[Stored items]
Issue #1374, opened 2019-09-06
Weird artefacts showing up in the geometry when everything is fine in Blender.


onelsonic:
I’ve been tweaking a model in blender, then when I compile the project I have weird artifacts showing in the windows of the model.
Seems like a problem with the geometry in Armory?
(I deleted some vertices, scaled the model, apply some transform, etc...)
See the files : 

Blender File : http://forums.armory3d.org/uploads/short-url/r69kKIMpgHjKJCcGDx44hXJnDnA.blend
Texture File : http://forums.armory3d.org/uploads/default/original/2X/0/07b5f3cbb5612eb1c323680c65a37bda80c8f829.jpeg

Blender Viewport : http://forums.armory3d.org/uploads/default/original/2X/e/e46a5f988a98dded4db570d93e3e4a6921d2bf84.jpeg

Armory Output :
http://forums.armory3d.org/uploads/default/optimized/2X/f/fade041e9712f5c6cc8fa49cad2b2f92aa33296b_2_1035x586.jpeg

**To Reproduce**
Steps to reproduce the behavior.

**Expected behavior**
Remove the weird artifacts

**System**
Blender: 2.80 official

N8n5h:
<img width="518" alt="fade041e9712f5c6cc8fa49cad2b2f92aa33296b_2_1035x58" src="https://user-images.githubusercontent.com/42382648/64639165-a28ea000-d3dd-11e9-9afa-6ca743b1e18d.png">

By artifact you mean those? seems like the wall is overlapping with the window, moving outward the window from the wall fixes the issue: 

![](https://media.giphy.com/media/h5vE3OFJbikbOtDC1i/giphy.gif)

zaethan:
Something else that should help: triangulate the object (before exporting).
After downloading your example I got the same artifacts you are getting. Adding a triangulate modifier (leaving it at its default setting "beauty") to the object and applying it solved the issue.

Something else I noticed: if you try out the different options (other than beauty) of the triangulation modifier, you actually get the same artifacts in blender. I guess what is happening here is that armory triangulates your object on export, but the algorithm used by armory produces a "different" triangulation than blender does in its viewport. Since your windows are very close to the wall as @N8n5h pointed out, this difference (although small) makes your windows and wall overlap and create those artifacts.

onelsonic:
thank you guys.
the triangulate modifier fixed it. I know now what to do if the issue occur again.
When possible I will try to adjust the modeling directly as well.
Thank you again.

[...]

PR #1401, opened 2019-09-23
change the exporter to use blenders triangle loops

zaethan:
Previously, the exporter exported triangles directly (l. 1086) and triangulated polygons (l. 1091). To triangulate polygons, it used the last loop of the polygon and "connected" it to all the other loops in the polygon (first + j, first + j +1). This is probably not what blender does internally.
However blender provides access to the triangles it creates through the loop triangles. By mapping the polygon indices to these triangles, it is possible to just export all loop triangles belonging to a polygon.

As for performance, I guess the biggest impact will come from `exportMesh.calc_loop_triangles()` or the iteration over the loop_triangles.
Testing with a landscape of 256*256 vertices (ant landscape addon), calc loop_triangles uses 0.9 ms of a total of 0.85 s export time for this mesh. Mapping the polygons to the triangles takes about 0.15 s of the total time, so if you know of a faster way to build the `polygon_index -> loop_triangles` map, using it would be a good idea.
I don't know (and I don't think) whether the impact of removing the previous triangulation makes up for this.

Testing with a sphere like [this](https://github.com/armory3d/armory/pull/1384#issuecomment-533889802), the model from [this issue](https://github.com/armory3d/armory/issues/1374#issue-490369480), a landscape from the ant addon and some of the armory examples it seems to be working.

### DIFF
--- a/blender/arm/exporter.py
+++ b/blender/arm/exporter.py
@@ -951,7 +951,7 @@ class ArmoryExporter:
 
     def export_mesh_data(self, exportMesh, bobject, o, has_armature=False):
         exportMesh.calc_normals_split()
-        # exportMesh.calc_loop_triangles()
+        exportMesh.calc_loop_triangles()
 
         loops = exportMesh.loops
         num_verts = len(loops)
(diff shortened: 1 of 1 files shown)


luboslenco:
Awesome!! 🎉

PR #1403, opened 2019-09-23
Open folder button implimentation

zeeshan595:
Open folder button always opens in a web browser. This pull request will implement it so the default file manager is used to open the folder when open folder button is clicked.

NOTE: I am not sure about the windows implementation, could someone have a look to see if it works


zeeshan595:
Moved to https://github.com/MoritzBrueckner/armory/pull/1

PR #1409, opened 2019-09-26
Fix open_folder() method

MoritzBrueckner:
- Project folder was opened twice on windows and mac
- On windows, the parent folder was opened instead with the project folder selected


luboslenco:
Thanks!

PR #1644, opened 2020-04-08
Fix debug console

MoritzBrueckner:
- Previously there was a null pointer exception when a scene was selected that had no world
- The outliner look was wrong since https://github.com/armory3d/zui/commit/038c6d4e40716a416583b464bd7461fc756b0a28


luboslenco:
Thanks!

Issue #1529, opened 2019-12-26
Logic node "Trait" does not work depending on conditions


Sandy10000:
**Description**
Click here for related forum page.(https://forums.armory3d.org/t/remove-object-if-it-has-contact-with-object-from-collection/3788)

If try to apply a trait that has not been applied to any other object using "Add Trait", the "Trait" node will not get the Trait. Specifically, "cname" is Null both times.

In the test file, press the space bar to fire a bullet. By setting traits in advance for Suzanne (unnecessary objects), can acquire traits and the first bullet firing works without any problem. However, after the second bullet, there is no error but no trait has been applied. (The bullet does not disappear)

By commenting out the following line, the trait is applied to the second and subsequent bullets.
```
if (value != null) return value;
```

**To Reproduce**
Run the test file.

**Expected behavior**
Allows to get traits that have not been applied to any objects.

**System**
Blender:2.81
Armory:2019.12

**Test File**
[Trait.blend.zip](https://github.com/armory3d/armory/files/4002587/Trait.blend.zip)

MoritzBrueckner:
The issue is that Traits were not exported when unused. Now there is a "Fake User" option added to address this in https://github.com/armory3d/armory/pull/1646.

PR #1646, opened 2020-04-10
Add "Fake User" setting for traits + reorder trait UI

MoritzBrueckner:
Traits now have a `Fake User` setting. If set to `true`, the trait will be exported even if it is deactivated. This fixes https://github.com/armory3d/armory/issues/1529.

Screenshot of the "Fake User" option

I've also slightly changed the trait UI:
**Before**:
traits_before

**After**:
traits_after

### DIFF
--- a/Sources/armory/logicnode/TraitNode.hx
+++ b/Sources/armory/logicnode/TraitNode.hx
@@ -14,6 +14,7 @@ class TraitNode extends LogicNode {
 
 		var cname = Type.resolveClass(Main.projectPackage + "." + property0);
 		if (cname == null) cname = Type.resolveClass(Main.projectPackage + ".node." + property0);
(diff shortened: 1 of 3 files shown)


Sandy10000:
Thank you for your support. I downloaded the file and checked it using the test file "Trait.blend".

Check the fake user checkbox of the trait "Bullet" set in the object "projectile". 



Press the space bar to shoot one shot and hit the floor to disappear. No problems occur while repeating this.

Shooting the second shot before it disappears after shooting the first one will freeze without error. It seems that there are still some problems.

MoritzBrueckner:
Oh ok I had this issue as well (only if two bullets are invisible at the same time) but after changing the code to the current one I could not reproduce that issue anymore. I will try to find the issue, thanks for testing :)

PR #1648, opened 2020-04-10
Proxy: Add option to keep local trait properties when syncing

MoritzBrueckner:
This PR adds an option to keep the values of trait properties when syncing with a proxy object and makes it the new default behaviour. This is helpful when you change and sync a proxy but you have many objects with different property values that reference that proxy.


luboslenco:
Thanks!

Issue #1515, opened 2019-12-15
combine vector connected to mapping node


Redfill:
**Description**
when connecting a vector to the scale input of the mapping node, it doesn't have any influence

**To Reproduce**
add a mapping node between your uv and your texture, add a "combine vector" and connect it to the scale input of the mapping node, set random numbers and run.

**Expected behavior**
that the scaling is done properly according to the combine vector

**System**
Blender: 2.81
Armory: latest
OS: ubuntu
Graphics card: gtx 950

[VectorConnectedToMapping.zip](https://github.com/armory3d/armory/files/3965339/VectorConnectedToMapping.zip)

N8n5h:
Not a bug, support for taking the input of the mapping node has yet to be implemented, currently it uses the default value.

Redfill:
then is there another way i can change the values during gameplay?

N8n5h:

* * *

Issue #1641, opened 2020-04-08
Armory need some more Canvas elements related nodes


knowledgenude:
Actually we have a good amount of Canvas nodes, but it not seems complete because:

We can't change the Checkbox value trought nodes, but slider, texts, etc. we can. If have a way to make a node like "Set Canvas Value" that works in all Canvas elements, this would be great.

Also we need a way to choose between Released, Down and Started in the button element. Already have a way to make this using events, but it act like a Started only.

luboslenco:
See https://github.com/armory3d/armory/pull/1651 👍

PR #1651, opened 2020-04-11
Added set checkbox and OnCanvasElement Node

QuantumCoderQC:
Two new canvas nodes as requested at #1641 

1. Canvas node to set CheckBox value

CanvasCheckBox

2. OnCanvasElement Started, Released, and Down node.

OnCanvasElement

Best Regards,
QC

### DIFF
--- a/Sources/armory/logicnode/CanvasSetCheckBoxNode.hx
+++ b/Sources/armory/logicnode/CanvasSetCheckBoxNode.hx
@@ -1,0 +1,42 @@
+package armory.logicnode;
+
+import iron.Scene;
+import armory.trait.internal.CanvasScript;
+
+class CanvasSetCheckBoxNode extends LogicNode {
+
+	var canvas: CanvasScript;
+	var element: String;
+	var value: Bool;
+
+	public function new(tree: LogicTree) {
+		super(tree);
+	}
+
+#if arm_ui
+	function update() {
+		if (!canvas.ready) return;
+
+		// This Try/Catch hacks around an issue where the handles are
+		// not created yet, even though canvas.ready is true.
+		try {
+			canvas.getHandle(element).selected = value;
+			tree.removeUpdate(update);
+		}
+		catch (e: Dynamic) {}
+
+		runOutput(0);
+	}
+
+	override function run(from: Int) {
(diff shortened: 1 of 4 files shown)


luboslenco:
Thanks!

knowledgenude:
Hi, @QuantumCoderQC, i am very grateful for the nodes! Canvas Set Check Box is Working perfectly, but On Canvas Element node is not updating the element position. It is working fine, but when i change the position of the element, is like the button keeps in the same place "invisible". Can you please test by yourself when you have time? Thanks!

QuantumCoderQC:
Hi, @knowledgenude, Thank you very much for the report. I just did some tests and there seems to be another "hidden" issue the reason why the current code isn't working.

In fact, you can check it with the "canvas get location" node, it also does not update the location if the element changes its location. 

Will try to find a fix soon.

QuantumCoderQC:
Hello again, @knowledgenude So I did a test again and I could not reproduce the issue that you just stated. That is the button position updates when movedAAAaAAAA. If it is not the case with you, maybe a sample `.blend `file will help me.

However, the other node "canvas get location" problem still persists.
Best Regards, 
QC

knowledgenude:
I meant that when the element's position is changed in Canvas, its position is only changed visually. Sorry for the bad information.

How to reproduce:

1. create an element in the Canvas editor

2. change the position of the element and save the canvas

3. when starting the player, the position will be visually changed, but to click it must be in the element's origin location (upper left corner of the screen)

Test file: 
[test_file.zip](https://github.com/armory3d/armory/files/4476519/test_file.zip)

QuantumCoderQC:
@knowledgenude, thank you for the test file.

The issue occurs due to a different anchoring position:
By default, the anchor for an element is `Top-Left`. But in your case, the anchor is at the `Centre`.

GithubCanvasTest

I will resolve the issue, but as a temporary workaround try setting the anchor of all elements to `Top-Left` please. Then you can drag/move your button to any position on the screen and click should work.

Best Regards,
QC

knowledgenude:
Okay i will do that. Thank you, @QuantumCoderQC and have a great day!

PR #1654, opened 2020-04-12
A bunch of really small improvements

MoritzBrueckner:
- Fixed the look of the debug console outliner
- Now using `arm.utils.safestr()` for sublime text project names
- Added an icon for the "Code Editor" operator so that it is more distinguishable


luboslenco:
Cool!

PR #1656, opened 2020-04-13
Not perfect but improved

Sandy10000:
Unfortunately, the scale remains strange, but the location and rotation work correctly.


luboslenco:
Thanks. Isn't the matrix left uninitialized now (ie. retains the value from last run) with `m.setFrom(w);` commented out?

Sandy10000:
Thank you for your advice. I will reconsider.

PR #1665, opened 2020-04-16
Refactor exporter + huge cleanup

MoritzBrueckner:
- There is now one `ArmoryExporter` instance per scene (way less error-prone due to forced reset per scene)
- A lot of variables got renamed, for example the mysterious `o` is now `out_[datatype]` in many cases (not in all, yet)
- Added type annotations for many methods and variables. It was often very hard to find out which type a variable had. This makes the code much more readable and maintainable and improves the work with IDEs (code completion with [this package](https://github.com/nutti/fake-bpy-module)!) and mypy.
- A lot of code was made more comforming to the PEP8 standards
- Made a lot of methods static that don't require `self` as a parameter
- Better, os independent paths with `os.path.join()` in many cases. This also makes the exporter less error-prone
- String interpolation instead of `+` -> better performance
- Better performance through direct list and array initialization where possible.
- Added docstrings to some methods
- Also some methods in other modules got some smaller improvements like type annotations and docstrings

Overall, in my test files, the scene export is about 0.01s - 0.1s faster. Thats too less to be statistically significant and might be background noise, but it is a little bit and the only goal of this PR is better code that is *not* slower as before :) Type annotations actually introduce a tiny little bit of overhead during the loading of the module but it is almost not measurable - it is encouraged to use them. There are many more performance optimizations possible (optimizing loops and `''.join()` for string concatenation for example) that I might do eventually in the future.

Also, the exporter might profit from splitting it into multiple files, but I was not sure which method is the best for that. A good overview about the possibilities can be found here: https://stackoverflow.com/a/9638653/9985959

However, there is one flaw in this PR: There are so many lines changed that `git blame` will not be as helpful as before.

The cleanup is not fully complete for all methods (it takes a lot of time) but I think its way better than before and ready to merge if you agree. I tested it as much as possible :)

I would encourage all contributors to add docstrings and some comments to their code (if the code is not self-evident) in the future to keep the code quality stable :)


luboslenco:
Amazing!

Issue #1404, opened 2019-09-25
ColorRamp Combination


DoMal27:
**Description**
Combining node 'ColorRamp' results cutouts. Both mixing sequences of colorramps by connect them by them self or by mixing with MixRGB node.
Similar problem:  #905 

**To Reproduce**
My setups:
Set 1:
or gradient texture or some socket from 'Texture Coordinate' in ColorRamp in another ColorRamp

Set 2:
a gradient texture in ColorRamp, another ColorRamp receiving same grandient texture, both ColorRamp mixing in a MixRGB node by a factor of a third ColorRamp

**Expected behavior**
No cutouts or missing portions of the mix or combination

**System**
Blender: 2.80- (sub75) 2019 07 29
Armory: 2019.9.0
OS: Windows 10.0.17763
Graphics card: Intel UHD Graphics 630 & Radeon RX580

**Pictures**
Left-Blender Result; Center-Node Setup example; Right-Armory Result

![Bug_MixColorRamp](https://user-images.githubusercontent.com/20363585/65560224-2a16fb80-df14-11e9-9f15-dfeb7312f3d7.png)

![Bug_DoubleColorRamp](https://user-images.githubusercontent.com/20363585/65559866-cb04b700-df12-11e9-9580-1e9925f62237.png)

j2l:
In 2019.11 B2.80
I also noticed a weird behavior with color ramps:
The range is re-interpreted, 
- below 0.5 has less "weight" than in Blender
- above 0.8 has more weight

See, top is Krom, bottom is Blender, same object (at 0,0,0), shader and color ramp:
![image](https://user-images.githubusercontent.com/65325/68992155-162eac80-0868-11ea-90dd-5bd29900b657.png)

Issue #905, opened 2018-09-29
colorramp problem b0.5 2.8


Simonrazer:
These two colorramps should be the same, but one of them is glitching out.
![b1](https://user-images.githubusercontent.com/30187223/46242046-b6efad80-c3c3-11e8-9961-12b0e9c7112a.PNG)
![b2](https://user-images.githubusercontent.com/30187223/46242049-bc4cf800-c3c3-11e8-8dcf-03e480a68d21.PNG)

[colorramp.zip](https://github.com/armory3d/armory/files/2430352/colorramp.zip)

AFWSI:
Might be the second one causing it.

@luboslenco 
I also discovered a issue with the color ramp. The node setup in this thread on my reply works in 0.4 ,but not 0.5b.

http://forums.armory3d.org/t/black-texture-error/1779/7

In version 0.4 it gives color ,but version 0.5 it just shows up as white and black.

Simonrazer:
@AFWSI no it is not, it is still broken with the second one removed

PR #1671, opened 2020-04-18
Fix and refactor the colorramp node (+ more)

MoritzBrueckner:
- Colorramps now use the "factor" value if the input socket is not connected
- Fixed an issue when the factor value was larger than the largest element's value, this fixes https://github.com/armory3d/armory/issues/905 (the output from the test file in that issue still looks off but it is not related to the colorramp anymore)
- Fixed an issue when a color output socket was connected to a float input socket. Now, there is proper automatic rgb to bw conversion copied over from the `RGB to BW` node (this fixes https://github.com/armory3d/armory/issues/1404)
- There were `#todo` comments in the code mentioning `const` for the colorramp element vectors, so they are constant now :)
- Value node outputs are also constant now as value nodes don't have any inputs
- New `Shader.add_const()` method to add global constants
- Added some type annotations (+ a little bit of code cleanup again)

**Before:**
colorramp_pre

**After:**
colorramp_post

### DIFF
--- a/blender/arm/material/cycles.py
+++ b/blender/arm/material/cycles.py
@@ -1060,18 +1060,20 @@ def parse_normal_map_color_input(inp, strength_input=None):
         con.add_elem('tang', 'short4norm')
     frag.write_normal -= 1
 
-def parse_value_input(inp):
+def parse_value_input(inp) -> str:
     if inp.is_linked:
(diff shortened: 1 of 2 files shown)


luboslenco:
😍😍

- [Instructions to follow]: Show every line above in which the word "jpeg" appears.

- [Task output]:
Texture File : http://forums.armory3d.org/uploads/default/original/2X/0/07b5f3cbb5612eb1c323680c65a37bda80c8f829.jpeg
Blender Viewport : http://forums.armory3d.org/uploads/default/original/2X/e/e46a5f988a98dded4db570d93e3e4a6921d2bf84.jpeg
http://forums.armory3d.org/uploads/default/optimized/2X/f/fade041e9712f5c6cc8fa49cad2b2f92aa33296b_2_1035x586.jpeg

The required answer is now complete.